Records from a data collection:
********
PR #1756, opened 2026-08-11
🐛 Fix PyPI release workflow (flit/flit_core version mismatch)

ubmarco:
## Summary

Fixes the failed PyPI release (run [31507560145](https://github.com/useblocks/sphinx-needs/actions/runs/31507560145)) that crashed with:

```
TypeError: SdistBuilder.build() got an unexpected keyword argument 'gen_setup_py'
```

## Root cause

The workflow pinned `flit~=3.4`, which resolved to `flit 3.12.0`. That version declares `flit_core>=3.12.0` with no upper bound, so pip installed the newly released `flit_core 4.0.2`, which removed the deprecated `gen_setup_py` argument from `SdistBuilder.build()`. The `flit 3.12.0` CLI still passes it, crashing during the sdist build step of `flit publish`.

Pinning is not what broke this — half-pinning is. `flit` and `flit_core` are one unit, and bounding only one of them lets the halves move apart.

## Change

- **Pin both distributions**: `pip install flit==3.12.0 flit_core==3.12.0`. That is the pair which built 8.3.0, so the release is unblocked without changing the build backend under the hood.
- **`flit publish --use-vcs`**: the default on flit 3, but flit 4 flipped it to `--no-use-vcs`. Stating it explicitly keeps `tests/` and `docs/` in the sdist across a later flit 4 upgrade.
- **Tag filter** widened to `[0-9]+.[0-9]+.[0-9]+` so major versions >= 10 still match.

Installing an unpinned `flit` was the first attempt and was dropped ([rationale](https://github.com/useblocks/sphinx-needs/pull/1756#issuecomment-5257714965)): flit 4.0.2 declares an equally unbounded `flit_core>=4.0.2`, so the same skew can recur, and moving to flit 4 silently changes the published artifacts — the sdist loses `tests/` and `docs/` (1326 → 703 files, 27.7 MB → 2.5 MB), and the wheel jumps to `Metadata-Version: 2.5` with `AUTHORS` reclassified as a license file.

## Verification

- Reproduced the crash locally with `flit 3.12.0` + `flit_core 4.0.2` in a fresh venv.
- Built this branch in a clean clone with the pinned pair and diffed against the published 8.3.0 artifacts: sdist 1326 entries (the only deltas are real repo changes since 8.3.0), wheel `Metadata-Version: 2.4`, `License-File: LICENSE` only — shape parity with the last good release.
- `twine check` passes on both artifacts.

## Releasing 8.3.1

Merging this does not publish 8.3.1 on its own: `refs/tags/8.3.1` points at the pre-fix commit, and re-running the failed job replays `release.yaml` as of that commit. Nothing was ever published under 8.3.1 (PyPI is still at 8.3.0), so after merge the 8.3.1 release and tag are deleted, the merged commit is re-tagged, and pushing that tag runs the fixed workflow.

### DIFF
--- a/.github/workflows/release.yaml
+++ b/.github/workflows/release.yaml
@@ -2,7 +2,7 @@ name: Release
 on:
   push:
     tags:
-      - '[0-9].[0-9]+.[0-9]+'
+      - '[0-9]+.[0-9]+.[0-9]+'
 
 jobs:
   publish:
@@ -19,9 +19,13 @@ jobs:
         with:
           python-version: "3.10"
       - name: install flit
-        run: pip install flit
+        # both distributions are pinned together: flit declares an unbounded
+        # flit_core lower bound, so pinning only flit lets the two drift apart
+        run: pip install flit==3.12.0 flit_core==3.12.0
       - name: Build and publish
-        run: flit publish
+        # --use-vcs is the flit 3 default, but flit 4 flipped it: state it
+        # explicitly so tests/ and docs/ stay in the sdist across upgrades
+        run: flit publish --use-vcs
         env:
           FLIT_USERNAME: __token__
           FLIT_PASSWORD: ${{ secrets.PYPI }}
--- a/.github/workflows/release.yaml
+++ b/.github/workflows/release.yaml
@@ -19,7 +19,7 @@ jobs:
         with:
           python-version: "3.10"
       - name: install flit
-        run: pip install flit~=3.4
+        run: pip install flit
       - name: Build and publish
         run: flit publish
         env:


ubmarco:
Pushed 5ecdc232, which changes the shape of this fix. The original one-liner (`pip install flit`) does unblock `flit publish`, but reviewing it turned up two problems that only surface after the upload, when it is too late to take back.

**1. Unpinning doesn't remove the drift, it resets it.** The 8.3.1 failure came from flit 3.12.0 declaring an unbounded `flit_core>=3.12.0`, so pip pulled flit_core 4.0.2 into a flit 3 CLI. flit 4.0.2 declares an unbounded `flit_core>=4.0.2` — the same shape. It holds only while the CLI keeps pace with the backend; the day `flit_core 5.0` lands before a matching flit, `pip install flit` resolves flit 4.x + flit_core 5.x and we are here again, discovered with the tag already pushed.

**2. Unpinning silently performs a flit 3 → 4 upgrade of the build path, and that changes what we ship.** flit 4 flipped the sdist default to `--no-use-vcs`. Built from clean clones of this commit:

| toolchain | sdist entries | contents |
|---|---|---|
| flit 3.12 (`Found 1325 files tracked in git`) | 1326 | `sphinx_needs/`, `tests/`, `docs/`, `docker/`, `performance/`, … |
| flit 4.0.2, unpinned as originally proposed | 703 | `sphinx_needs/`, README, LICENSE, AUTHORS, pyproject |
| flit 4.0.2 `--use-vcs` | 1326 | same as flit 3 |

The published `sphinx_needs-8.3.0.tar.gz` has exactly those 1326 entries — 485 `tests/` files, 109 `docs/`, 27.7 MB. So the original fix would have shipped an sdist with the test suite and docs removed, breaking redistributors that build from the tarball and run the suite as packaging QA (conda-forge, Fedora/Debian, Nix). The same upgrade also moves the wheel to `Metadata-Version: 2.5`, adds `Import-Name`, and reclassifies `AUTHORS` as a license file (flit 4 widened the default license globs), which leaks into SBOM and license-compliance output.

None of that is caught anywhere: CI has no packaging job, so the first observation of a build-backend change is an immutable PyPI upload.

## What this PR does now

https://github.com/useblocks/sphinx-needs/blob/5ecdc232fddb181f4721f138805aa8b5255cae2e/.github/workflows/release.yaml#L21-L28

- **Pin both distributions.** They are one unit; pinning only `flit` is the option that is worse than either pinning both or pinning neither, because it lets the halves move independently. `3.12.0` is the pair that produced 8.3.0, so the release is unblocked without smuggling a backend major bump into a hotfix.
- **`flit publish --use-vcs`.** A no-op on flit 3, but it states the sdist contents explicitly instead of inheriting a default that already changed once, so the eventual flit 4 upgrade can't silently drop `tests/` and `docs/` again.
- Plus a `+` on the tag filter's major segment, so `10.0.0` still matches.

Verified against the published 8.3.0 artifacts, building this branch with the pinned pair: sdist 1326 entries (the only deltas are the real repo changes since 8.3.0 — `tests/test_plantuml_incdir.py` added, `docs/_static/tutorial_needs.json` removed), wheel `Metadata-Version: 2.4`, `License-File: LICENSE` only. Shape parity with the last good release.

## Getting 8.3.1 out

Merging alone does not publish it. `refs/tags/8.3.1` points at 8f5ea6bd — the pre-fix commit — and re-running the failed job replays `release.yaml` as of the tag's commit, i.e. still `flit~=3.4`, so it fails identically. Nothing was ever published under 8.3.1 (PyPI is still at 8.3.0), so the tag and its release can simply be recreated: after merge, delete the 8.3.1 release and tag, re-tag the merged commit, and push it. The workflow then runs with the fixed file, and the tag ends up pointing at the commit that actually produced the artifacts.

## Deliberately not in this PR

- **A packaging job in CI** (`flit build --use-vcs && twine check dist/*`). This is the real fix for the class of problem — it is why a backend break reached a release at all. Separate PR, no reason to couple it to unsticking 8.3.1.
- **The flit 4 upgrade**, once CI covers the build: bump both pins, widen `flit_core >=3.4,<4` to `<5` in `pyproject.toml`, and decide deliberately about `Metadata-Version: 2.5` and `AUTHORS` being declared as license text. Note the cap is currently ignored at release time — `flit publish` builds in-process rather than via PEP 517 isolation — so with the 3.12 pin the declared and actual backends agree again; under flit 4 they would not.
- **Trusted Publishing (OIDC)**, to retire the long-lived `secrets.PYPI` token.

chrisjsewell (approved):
********
Work to complete →
Only a number is needed here: the count of lines above that hold the string "halves".

Result →
2